Ultrasound Imaging of Engineered Bacteria Colonizing Tumors and the Gastrointestinal Tract

Genetically engineered bacteria have the potential to outperform traditional diagnostics and therapeutics. However, current tools to non-invasively monitor their activity and spatial distribution in vivo are limited. Optical imaging methods suffer from the poor penetration depth of light in tissue, while nuclear imaging methods rely on radioactive tracers. On the other hand, ultrasound is a widely available imaging modality that does not use ionizing radiation and has tissue penetration depth of several centimeters. Recently, the first genetically encoded ultrasound contrast agents based on gas vesicles were developed to link ultrasound to gene expression in bacteria.
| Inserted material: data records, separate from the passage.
PR #15600, opened 2024-02-29
Do not use arrays for non-consecutive zIndex keys

### LINKED ISSUE #15599: Default Styles for Modifying Feature Broke in Upgrade from 8.2 to 9.0
I noticed when I upgraded from 8.2 to 9.0 that my editing styles broke for my LineString. It took me a couple of hours, but in the documentation here: https://openlayers.org/en/latest/apidoc/module-ol_style_Style-Style.html  I noticed that it has the default style as:
` styles['Circle'] = styles['Polygon'].concat(
   styles['LineString']
 );`

when I believe it should be:
` styles['Circle'] = styles['Point'].concat(
            styles['LineString']
        );`

The latter bit of code, fixed the issue.

ahocevar:
Fixes #15599

### DIFF
--- a/src/ol/render/canvas/ExecutorGroup.js
+++ b/src/ol/render/canvas/ExecutorGroup.js
@@ -118,9 +118,9 @@ class ExecutorGroup {
     this.renderedContext_ = null;
 
     /**
-     * @type {Array<Array<import("./ZIndexContext.js").default>>}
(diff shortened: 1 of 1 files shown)


marcjansen (approved):
Looks good to me, please merge

PR #15602, opened 2024-03-01
Updates to the Google attribution

tschaub:
This makes a minor adjustment to the attribution handling added in #15598, exposing the `attributionsCollapsible` option on the source.  This makes it easier for developers to decide whether the attribution control is collapsed or not by default.  I think having the attribution be collapsed still complies with [the policies](https://developers.google.com/maps/documentation/tile/policies#displaying-googles-data-attributions):

> Data returned from the Map Tiles API requires the display of attribution and copyright information from the appropriate metadata or viewport information requests. You should display this information, in full as provided in the appropriate location, usually the bottom right corner of the displayed set of tiles, or in the 3D renderer view. Note that the attribution strings are variable, depending on the map data requested by the renderer's viewport.

> If it's infeasible to display data attributions in full due to viewport size constraints, consider adding a hover-over or clickable UI element labeled "Data sources", which opens within the map window to provide attribution information. Always aim to maintain good cartographic practices.

I think this allows for the attributions to be revealed based on user interaction

### DIFF
--- a/src/ol/source/Google.js
+++ b/src/ol/source/Google.js
@@ -25,6 +25,7 @@ const maxZoom = 22;
  * @property {Array<string>} [layerTypes] The layer types added to the map (e.g. `'layerRoadmap'`, `'layerStreetview'`, or `'layerTraffic'`).
  * @property {boolean} [overlay=false] Display only the `layerTypes` and not the underlying `mapType` (only works if `layerTypes` is provided).
  * @property {Array<Object>} [styles] [Custom styles](https://developers.google.com/maps/documentation/tile/style-reference) applied to the map.
+ * @property {boolean} [attributionsCollapsible=true] Allow the attributions to be collapsed.
  * @property {boolean} [interpolate=true] Use interpolated values when resampling.  By default,
  * linear interpolation is used when resampling.  Set to false to use the nearest neighbor instead.
  * @property {number} [cacheSize] Initial tile cache size. Will auto-grow to hold at least the number of tiles in the viewport.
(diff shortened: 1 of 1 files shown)


mike-000:
`transformExtent` does not work with wrapX

> east and west must be in the range (-180, 180). To express bounds crossing the antimeridian, west can be positive (for example, 170) and east can be negative (for example, -170).

mike-000:
As with OSM the `attributionsCollapsible: false` setting can be overridden using

`controls: defaults({attributionOptions:{collapsible: true}}),`

tschaub:
> As with OSM the `attributionsCollapsible: false` setting can be overridden

My opinion is that that `attributionsCollapsible: false` is a bad default and that forcing everyone to discover `controls: defaults({attributionOptions:{collapsible: true}})` is a bad user experience.

tschaub:
> `transformExtent` does not work with wrapX

Good point.  I removed the change to use `transformExtent`.  The north and south may not be correct for some transforms with the current logic - but perhaps not a problem in practice.

mike-000:
Having `false` as the default would be expected if the source terms state that should be normal practice, but I agree having an option to override that in the source would be more user friendly (for both Google and OSM).

ahocevar (approved):

mike-000:
> The north and south may not be correct for some transforms with the current logic

It will be correct except in some non-parallel reprojections (e.g. polar).  But to handle reprojection we cannot simply use the view resolution to obtain the source tile grid zoom level, we would first need to obtain the reprojection tile grid zoom level and from that calculate the zoom of the original tiles.

PR #15603, opened 2024-03-01
Listen for `change:size` event in Attributions example

mike-000:
The window `resize` event does not fire in Chrome when maximising/restoring the window, but the map `change:size` event does.


marcjansen (approved):
Thanks, please merge

ahocevar (approved):

PR #15604, opened 2024-03-02
Make UTF wrapX and empty string attribution handling consistent with TileJSON

### LINKED ISSUE #14542: UTFGrid wrapX anomoly

mike-000:
Fixes #14542

Separated from #14543 as that is now outdated and reprojection is a separate issue which now also affects Google sources.

The UTF data in the example now wraps together with the corresponding raster data and no attribution control is displayed for an empty string.

### DIFF
--- a/src/ol/source/UTFGrid.js
+++ b/src/ol/source/UTFGrid.js
@@ -263,6 +263,7 @@ export class CustomTile extends Tile {
  * If not provided, `url` must be configured.
  * @property {string} [url] TileJSON endpoint that provides the configuration for this source.
  * Request will be made through JSONP. If not provided, `tileJSON` must be configured.
+ * @property {boolean} [wrapX=true] Whether to wrap the world horizontally.
  * @property {number|import("../array.js").NearestDirectionFunction} [zDirection=0]
  * Choose whether to use tiles with a higher or lower zoom level when between integer
  * zoom levels. See {@link module:ol/tilegrid/TileGrid~TileGrid#getZForResolution}.
@@ -281,6 +282,7 @@ class UTFGrid extends TileSource {
     super({
       projection: getProjection('EPSG:3857'),
       state: 'loading',
+      wrapX: options.wrapX !== undefined ? options.wrapX : true,
       zDirection: options.zDirection,
     });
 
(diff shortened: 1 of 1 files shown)


src/ol/source/UTFGrid.js
```diff
@@ -263,6 +263,7 @@ export class CustomTile extends Tile {
  * If not provided, `url` must be configured.
  * @property {string} [url] TileJSON endpoint that provides the configuration for this source.
  * Request will be made through JSONP. If not provided, `tileJSON` must be configured.
+ * @property {boolean} [wrapX=true] Whether to wrap the world horizontally.
```
mprins, line 266: IMO horizontally is an ambiguous term when a projected plane is in play.

```suggestion
 * @property {boolean} [wrapX=true] Whether to wrap the map along the X-axis (equator) of the projection.
```

ahocevar: @mprins The equator is definitely wrong in this context.

mprins: indeed!

mike-000: I think that is a separate issue which affects all tile sources (except for DataTile and GeoTIFF where the option is used inconsistently).  Maybe the description used for vector tiles is better and should be used everywhere?

ahocevar (approved):
Thanks, @mike-000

However, these first-generation acoustic reporter genes (ARGs) expressed too poorly under in vivo conditions to enable ultrasound imaging of bacteria in therapeutically relevant contexts.

Here we present a new and improved ARG construct that produces high levels of robust gas vesicle expression in the probiotic bacterium E. coli Nissle (EcN). This second-generation ARG construct, bARG_Ser, uses genes derived from Serratia sp. ATCC 39006 and was optimized for expression in EcN. We demonstrate that with bARG_Ser, we can use ultrasound to visualize the spatial distribution of engineered EcN after they home to and colonize tumors upon systemic administration. We also demonstrate that the engineered EcN can be imaged with ultrasound when colonizing the gastrointestinal tract and can be used to non-invasively report on biomarkers of gastrointestinal inflammation. By enabling monitoring of engineered probiotic bacteria inside the body, this technology could greatly improve the development and eventual clinical use of this emerging class of microbial cell-based theranostics.